Assignment — All of the records need to be retyped exactly, with no line dropped.

╭─ Dataset excerpts

PR #331, opened 2022-04-25
OPSEXP-1424: fix setenv.sh being wiped by subsequent roles' plays

### LINKED ISSUE #330: Missing environment variables TOMCAT_HOME
#### Bug description

After resolving issues in https://github.com/Alfresco/alfresco-ansible-deployment/issues/328 and not handling errors reported in https://github.com/Alfresco/alfresco-ansible-deployment/issues/329, I can see that Alfresco cannot startup because of missing environment variables.

If I start Alfresco repository by `sudo systemctl start alfresco-content.service`, I get error message visible using `journalctl -xe`: 
```shell
Apr 23 11:46:40 tomcat.sh[31057]: /bin/bash: /bin/catalina.sh: No such file or directory
Apr 23 11:46:40 systemd[1]: alfresco-content.service: Control process exited, code=exited status=127
Apr 23 11:46:40 systemd[1]: alfresco-content.service: Failed with result 'exit-code'.
```

The same error message can be seen if I run startup command directly by alfresco user:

╰─

Reply —
PR #331, opened 2022-04-25
OPSEXP-1424: fix setenv.sh being wiped by subsequent roles' plays

### LINKED ISSUE #330: Missing environment variables TOMCAT_HOME
#### Bug description

After resolving issues in https://github.com/Alfresco/alfresco-ansible-deployment/issues/328 and not handling errors reported in https://github.com/Alfresco/alfresco-ansible-deployment/issues/329, I can see that Alfresco cannot startup because of missing environment variables.

If I start Alfresco repository by `sudo systemctl start alfresco-content.service`, I get error message visible using `journalctl -xe`: 
```shell
Apr 23 11:46:40 tomcat.sh[31057]: /bin/bash: /bin/catalina.sh: No such file or directory
Apr 23 11:46:40 systemd[1]: alfresco-content.service: Control process exited, code=exited status=127
Apr 23 11:46:40 systemd[1]: alfresco-content.service: Failed with result 'exit-code'.
```

The same error message can be seen if I run startup command directly by alfresco user:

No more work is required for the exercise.